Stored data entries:

PR #88, opened 2022-03-16
windows compatibility support

yetigit:
had a ton of divide by zero errors so had to replace it with some other stuff


yetigit:
the whole thing was built using vcpkg to commit b7a1088ae9bfed114dd36e0d60ddb3db3b7a4b7f (for the dependencies of cgal). 
I then modified extras missing form the cmake build , from a couple of vs projects , 
like the glm include folder path and assimp include path as well as its static lib path

elalish:
Thanks! I don't have a windows box, so haven't gotten to try with their compilers myself. Is there an easy way around the path differences in Windows vs Linux? It might be simpler to use WSL2. Also, are the two issues you opened related to your PR here? Might be easier to discuss them here. Definitely seems like something is off.

collider/src/collider.cu
```diff
@@ -15,12 +15,54 @@
...
+    }
+}
+
+uint32_t __inline clz( uint32_t value )
+{
+    DWORD leading_zero = 0;
+
+    if ( _BitScanReverse( &leading_zero, value ) )
+    {
+       return 31 - leading_zero;
```
elalish, line 56: :100:

manifold/src/boolean3.cu
```diff
@@ -114,7 +115,7 @@ __host__ __device__ thrust::pair<int, glm::vec2> Shadow01(
                           Shadows(q1ex, p0x, expandP * normalP[q1e].x)
                     : Shadows(p0x, q1ex, expandP * normalP[p0].x) -
                           Shadows(p0x, q1sx, expandP * normalP[p0].x);
-  glm::vec2 yz01(0.0f / 0.0f);
+  glm::vec2 yz01(NAN);
```
elalish, line 118: That's convenient.

test/mesh_test.cpp
```diff
@@ -145,20 +146,20 @@ TEST(Manifold, GetMesh) {
...
-  int num_overlaps = manifold.NumOverlaps(manifold1);
-  ASSERT_EQ(num_overlaps, 228677);
-
-  Mesh mesh_out = manifold.GetMesh();
-  Manifold manifold2(mesh_out);
-  Mesh mesh_out2 = manifold2.GetMesh();
-  // Identical(mesh_out, mesh_out2);
-}
+//TEST(Manifold, Regression) {
+//  Manifold manifold(ImportMesh("c:/repos/manifold/test/data/gyroidpuzzle.ply"));
```
elalish, line 150: Someone must have found way to deal with this stupid Linux vs Windows file system stuff by now, right? I think we'll want to stick with relative paths too. I don't want to merge this until we find a way to uncomment these tests.

elalish (changes requested):

yetigit:
> Also, are the two issues you opened related to your PR here? Might be easier to discuss them here. Definitely seems like something is off.

yes it's related; if you can run the full loop of perftest on your system with these changes then i guess it's okayish
but then it would mean just being on windows is the culprit , because of some different instructions ?

test/mesh_test.cpp
pentacular: Relative paths like "./foo" should work just fine in windows.

But you'll need to consider the environment you're invoking the test from.

Try printing std::filesystem::current_path() to see where the paths should be relative to.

◆ TASK DESCRIPTION
Copy each line of the data above that holds "Also".

◆ RESULT
Thanks! I don't have a windows box, so haven't gotten to try with their compilers myself. Is there an easy way around the path differences in Windows vs Linux? It might be simpler to use WSL2. Also, are the two issues you opened related to your PR here? Might be easier to discuss them here. Definitely seems like something is off.
> Also, are the two issues you opened related to your PR here? Might be easier to discuss them here. Definitely seems like something is off.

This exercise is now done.